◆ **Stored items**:
·····

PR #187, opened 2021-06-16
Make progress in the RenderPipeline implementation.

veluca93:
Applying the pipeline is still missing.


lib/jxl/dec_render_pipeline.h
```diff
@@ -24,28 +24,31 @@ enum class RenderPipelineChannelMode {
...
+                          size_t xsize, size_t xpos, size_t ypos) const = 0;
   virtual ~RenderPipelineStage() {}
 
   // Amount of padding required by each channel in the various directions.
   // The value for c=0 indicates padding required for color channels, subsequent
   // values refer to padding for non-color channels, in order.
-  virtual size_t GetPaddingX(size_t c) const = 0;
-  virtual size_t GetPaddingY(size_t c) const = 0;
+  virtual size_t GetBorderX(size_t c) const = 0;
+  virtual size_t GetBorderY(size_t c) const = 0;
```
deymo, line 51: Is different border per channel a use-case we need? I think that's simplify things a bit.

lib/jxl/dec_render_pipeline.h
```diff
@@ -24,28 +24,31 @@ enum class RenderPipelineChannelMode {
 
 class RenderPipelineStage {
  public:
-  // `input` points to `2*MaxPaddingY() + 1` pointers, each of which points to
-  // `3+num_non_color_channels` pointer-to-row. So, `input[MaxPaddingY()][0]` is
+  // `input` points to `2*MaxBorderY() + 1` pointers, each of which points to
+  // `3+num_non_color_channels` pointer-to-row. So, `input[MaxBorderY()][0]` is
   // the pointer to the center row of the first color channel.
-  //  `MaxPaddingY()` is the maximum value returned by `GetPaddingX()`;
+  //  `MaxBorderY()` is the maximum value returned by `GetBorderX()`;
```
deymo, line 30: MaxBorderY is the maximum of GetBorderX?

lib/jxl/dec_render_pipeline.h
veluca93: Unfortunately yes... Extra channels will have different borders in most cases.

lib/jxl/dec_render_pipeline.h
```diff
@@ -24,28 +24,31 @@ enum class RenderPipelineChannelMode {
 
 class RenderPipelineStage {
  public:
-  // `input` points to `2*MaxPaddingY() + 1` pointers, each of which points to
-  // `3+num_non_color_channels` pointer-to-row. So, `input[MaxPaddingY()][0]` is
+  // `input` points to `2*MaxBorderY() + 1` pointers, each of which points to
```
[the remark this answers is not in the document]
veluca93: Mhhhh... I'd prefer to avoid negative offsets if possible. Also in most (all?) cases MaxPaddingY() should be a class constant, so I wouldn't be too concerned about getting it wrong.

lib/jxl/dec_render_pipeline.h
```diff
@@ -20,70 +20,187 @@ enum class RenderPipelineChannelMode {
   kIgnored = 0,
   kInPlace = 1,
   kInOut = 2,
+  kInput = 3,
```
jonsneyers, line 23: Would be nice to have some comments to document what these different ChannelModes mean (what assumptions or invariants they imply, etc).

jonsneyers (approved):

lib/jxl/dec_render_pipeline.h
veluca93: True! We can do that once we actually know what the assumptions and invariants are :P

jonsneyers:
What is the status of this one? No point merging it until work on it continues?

·····

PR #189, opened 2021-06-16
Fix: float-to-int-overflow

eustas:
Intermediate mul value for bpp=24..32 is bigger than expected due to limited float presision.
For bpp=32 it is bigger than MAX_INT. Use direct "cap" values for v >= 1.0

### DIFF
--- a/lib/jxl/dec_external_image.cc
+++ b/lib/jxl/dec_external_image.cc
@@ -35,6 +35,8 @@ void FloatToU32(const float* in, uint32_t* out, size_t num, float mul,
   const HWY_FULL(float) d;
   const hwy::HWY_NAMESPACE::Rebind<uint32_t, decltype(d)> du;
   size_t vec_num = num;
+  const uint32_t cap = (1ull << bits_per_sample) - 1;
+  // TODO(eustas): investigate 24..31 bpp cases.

·····

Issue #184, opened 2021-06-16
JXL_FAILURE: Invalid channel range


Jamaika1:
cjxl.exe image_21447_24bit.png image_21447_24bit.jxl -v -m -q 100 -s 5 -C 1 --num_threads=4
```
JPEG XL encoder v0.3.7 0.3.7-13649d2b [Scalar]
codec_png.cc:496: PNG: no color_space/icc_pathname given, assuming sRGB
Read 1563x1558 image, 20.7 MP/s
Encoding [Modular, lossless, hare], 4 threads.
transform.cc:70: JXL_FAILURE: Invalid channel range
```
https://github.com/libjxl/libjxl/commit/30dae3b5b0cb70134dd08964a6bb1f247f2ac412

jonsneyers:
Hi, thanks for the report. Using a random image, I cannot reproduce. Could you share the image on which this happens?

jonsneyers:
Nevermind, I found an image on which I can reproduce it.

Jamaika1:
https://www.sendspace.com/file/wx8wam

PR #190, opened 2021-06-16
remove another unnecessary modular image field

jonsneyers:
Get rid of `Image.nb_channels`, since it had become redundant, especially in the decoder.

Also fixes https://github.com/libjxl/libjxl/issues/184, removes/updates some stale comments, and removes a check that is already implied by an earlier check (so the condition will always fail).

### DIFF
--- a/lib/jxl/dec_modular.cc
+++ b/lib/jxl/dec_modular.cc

·····

◆ **Task directions**: Filter these records, keeping every line where the word "returned" occurs.

◆ **Task answer**:
-  //  `MaxPaddingY()` is the maximum value returned by `GetPaddingX()`;
+  //  `MaxBorderY()` is the maximum value returned by `GetBorderX()`;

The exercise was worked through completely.